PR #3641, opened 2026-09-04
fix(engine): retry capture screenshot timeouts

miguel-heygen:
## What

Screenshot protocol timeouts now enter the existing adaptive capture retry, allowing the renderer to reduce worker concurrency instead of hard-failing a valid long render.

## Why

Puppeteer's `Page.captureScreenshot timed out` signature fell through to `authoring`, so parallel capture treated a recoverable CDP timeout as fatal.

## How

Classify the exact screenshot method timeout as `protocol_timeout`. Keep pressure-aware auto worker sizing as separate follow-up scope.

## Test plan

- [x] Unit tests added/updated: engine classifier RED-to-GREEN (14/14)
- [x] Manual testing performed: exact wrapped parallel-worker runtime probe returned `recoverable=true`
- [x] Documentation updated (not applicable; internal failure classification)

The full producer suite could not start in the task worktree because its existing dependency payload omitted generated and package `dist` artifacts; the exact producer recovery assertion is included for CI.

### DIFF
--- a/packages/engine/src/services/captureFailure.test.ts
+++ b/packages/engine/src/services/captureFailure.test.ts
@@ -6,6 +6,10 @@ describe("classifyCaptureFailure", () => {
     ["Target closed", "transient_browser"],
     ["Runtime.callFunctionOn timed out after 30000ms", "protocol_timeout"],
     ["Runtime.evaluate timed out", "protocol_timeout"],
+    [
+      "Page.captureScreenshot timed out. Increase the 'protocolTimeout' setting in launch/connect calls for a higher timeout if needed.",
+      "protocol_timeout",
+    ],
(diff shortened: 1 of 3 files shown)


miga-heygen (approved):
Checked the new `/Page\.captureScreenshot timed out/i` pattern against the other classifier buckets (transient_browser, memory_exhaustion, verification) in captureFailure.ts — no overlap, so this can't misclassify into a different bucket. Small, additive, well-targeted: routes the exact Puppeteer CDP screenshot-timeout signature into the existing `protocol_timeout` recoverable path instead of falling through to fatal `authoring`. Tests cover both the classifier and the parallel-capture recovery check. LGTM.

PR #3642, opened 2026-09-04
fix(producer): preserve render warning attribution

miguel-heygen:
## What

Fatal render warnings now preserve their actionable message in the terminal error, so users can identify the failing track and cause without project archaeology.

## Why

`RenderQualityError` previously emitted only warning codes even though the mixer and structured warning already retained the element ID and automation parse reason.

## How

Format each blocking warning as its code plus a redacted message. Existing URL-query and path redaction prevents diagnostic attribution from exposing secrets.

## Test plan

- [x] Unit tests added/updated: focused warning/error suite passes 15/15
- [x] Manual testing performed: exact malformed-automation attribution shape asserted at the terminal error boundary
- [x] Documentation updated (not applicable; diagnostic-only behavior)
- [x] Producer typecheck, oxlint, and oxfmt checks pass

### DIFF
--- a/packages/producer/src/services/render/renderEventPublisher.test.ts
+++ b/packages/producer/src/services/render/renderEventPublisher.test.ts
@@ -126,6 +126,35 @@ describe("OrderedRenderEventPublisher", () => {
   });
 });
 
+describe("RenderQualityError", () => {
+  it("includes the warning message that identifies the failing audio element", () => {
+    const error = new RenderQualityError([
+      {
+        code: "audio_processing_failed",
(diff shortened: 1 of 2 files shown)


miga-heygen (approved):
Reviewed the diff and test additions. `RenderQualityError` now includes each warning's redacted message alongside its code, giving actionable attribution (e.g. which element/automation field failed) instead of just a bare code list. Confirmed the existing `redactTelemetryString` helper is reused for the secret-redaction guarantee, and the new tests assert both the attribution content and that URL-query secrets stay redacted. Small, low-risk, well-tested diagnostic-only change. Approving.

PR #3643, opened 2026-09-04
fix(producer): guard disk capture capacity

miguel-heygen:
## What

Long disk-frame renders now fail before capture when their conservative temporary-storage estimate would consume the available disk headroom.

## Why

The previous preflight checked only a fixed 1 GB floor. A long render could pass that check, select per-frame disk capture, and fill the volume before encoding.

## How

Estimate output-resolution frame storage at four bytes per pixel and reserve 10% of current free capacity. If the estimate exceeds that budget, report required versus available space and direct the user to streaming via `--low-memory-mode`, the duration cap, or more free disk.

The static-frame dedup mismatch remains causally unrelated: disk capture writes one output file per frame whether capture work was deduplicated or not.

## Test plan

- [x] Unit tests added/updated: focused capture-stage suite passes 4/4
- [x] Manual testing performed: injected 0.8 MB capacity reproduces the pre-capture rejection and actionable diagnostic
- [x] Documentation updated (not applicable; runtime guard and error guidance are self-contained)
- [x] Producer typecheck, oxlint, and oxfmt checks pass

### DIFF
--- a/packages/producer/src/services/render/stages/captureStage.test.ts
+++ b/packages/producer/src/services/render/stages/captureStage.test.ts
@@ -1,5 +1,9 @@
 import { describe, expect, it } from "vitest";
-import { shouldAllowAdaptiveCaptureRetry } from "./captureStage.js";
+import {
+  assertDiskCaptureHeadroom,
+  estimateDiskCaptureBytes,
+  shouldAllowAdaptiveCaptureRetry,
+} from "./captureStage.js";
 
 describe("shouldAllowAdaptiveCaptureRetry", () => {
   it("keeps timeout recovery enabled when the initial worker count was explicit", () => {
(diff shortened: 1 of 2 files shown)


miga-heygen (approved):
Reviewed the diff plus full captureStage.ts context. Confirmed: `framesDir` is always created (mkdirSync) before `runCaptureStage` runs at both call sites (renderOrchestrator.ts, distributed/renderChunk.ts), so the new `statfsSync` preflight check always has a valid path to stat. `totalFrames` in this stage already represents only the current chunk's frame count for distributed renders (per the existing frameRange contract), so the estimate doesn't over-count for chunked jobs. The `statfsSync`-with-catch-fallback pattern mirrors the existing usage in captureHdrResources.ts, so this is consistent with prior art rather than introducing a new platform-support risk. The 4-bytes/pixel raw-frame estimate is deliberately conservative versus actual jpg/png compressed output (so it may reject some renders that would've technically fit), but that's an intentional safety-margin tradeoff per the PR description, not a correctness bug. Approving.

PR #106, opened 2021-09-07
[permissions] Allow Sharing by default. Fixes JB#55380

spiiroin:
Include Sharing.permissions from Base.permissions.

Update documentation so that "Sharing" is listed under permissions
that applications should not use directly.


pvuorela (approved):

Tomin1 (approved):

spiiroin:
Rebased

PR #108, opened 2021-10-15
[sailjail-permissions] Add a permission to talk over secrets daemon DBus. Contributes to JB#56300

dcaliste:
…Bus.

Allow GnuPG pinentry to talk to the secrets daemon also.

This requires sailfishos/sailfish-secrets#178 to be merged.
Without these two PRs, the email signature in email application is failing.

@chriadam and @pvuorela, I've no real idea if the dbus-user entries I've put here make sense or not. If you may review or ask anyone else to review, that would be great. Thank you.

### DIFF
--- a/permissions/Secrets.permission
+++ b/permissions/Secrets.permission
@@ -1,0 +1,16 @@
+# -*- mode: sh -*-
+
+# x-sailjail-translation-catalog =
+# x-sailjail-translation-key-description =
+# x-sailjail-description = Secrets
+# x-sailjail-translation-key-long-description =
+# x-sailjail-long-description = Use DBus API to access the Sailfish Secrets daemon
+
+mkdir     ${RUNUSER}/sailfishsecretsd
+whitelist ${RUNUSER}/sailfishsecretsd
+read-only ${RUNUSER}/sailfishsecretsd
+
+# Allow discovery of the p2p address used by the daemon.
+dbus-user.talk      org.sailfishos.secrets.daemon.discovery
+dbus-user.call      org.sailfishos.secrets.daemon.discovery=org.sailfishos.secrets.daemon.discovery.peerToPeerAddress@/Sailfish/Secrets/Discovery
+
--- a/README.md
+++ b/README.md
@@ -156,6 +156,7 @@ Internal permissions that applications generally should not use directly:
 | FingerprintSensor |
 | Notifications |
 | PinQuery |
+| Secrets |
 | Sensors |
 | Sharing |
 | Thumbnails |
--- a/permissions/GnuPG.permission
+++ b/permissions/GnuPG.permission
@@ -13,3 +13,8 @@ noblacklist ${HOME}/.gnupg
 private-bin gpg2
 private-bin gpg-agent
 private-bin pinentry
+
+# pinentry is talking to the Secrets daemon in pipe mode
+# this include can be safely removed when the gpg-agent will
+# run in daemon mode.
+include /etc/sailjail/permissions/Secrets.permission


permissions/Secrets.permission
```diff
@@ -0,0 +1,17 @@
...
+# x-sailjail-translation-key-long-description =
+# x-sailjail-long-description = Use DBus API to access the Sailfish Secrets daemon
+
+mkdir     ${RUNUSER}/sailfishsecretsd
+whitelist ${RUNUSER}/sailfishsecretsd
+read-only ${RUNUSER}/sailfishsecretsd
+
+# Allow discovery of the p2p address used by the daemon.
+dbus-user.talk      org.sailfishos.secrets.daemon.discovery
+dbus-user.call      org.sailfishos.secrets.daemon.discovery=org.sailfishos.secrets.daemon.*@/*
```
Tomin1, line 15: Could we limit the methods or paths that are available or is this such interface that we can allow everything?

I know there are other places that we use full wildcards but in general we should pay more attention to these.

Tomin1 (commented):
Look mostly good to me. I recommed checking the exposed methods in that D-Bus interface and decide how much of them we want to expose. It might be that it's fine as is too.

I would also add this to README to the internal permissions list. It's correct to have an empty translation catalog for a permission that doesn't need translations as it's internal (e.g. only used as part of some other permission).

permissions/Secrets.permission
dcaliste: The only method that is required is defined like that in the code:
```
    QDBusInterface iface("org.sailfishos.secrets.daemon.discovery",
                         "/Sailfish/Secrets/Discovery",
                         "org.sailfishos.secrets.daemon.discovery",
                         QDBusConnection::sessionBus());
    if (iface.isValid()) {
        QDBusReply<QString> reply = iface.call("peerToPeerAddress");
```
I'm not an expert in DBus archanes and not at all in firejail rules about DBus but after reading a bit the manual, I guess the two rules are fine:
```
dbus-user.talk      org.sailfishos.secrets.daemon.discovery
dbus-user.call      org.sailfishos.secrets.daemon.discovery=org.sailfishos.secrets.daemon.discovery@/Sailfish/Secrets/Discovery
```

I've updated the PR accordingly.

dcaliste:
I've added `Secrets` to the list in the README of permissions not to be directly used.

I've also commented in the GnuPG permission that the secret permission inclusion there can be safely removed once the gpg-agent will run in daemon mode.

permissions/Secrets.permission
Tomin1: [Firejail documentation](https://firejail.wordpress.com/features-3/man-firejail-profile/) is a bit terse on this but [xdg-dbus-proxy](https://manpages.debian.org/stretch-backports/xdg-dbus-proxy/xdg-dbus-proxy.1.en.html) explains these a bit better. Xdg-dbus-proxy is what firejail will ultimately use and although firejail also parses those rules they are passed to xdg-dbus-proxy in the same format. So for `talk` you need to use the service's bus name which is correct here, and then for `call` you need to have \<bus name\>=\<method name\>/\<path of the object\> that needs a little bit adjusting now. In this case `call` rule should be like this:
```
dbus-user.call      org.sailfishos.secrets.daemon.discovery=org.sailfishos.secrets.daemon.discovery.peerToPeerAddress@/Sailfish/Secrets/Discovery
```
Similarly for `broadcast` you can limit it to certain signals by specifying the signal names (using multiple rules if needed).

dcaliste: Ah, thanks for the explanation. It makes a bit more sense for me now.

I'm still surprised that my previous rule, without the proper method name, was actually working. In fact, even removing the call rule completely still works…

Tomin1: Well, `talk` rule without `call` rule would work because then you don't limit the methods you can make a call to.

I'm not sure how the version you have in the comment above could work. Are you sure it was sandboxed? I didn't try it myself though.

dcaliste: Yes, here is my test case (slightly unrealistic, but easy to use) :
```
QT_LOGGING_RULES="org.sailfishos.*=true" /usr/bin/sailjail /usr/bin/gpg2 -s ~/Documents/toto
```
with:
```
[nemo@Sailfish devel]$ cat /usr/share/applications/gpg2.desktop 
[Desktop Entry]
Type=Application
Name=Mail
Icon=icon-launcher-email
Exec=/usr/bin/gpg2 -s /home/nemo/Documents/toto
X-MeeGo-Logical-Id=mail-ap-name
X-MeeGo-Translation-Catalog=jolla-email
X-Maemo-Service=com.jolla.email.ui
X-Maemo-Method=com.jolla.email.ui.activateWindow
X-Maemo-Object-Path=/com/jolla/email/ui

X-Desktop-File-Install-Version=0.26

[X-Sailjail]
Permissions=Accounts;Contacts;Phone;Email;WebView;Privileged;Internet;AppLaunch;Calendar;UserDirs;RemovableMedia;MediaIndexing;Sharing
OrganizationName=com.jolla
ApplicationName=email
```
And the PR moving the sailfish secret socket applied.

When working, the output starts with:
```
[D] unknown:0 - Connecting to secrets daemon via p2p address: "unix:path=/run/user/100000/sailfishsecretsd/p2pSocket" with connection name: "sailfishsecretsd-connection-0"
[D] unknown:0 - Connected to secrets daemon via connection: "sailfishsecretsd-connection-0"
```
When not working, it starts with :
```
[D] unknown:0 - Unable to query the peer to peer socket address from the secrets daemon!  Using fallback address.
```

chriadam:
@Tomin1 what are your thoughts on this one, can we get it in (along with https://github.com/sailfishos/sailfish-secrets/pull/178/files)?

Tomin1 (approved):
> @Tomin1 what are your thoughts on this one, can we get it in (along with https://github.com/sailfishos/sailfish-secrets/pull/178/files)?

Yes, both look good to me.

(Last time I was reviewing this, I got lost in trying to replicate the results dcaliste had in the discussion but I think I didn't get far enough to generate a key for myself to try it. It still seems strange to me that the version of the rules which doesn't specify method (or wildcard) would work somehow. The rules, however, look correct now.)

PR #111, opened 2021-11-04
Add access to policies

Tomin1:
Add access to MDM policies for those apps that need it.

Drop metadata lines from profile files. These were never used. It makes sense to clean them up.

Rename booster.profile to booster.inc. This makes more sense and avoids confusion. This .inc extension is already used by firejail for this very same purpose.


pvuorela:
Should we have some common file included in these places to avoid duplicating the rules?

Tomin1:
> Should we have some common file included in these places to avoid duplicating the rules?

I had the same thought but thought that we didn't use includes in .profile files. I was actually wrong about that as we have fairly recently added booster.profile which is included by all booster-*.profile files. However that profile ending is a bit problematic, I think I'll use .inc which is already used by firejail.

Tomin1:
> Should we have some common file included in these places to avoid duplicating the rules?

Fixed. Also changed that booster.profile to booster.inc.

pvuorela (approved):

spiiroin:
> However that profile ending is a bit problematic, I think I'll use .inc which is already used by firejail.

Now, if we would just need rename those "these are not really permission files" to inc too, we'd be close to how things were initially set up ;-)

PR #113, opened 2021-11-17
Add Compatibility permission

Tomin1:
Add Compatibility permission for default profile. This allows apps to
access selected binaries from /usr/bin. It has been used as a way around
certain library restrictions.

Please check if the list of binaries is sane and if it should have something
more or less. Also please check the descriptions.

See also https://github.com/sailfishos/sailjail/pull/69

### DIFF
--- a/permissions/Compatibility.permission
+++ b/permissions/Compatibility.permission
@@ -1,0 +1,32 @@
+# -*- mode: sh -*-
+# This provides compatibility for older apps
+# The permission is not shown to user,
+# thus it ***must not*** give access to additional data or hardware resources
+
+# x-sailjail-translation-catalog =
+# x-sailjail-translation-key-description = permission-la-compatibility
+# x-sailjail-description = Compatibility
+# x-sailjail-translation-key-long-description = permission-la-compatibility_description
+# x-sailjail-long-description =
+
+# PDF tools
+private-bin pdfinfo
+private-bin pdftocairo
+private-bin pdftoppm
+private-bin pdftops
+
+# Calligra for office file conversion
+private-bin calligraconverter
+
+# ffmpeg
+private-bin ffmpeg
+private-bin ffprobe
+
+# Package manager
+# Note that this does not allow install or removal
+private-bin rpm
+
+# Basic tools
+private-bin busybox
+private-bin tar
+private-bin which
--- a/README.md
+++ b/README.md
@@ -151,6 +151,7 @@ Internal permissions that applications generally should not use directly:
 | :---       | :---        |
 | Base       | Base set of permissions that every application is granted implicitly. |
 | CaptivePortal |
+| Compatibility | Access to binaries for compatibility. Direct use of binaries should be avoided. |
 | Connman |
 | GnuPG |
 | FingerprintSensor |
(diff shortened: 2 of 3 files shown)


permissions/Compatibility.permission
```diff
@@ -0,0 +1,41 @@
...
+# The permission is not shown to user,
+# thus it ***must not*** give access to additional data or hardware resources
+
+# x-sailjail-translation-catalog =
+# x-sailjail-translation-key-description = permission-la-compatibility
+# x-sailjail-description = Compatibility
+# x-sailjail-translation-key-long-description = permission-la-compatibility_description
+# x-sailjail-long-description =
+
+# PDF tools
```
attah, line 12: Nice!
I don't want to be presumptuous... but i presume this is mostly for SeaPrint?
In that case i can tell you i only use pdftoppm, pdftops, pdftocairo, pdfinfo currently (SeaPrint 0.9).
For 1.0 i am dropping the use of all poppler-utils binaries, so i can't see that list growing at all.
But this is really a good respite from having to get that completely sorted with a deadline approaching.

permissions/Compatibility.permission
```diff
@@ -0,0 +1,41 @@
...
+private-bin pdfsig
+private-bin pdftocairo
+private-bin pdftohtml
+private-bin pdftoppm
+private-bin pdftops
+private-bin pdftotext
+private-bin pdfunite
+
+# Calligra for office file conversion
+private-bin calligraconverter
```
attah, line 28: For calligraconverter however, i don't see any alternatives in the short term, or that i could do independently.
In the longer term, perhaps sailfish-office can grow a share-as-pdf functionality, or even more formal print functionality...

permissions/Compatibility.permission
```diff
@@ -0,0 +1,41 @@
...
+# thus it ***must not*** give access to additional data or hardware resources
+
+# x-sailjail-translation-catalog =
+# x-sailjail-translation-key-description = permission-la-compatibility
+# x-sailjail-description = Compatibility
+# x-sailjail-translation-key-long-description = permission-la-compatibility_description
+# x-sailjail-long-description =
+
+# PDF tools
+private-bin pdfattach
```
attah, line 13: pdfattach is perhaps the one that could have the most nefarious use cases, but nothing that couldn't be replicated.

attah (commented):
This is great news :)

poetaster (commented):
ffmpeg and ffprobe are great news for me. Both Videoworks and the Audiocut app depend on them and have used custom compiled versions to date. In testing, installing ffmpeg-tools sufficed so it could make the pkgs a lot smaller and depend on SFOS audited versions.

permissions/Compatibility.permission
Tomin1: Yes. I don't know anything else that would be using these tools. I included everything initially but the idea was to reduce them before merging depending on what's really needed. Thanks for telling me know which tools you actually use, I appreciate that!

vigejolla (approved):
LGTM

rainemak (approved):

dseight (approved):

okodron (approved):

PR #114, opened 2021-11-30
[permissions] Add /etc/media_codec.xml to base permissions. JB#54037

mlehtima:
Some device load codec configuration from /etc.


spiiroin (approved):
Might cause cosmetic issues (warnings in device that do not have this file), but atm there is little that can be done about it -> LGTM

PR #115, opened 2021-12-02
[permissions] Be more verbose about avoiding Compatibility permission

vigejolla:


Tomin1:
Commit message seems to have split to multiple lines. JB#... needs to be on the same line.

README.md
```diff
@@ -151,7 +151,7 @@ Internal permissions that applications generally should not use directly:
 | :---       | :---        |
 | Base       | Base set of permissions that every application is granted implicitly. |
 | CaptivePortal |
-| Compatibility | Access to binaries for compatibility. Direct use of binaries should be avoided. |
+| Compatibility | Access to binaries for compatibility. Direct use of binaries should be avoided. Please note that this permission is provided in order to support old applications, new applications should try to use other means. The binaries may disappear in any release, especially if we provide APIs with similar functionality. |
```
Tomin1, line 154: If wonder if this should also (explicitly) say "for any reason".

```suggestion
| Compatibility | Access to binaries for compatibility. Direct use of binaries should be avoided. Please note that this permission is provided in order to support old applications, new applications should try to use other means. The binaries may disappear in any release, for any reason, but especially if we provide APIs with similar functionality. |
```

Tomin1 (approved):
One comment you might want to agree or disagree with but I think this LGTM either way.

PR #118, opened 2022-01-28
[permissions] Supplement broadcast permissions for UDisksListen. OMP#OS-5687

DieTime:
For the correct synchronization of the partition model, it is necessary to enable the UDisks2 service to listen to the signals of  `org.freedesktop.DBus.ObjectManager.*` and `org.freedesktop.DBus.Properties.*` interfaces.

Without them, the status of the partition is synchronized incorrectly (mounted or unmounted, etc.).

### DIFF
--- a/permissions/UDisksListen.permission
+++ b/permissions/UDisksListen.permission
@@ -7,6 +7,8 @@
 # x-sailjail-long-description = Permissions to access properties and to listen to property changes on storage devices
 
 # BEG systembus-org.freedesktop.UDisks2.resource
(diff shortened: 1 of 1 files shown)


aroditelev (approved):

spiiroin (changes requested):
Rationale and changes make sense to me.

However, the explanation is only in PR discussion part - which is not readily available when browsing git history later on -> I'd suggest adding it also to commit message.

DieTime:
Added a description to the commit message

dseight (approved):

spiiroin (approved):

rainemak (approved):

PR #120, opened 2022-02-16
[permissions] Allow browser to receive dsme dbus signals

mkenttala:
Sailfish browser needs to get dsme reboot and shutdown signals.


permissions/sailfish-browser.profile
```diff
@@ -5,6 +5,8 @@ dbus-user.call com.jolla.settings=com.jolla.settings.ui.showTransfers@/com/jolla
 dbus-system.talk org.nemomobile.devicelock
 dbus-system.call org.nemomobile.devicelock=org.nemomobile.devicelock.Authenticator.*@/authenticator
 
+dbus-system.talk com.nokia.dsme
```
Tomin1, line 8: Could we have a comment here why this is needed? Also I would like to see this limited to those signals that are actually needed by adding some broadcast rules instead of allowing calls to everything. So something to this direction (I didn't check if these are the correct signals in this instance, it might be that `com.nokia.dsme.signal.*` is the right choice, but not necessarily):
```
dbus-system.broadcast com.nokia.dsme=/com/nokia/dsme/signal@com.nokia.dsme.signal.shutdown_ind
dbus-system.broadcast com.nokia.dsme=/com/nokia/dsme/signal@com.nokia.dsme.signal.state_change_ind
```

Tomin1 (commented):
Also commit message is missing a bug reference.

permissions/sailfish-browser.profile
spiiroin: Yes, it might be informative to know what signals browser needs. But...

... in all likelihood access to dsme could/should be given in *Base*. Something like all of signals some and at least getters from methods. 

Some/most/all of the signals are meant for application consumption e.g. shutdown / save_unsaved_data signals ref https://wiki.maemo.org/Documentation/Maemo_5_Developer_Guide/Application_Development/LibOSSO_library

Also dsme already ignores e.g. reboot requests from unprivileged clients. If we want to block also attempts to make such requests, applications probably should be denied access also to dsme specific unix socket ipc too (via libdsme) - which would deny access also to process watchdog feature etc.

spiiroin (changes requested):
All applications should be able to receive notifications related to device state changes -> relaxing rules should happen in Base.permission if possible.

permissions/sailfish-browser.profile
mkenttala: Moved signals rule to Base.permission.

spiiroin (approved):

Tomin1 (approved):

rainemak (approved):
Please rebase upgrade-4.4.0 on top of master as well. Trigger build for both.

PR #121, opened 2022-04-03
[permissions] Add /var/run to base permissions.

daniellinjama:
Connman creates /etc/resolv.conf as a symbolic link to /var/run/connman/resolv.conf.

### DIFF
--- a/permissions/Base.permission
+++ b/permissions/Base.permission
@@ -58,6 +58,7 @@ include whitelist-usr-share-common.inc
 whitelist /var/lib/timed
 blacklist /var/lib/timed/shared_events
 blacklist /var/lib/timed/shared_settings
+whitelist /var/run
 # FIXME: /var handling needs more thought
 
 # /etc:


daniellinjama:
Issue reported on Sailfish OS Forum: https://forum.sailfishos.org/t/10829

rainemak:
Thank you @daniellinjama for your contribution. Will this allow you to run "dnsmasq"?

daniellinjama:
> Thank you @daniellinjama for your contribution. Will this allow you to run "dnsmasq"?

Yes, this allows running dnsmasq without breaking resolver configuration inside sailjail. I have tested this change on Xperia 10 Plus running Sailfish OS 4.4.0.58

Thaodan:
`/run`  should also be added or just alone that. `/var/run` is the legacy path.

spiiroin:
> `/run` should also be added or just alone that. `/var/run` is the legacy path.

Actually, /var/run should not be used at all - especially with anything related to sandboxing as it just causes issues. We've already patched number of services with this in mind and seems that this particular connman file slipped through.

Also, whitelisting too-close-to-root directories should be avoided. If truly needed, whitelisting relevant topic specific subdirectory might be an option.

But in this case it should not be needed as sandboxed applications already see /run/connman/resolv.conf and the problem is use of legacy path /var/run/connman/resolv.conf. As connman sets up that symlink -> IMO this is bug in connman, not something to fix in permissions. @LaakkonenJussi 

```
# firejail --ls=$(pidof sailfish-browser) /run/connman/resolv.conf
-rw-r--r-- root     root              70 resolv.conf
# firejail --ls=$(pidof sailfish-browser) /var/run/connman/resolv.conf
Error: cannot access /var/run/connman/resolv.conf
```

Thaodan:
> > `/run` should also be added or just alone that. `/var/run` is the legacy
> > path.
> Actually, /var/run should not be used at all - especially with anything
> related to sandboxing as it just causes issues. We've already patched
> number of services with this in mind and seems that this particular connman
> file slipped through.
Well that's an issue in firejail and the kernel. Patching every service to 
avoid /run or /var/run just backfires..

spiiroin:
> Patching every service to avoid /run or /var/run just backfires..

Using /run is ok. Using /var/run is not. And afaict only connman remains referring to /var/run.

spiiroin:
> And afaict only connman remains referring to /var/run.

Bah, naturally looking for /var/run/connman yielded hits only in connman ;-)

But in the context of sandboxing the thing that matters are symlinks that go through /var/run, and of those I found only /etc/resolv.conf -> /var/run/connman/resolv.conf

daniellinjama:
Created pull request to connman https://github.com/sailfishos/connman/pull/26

--- ACTIVITY ---
Keep both end lines and retype everything in the records above from the line containing "spiiroin: Yes, it" through the line containing "All applications should", exactly, with nothing else.

--- COMPLETED EXERCISE ---
spiiroin: Yes, it might be informative to know what signals browser needs. But...

... in all likelihood access to dsme could/should be given in *Base*. Something like all of signals some and at least getters from methods. 

Some/most/all of the signals are meant for application consumption e.g. shutdown / save_unsaved_data signals ref https://wiki.maemo.org/Documentation/Maemo_5_Developer_Guide/Application_Development/LibOSSO_library

Also dsme already ignores e.g. reboot requests from unprivileged clients. If we want to block also attempts to make such requests, applications probably should be denied access also to dsme specific unix socket ipc too (via libdsme) - which would deny access also to process watchdog feature etc.

spiiroin (changes requested):
All applications should be able to receive notifications related to device state changes -> relaxing rules should happen in Base.permission if possible.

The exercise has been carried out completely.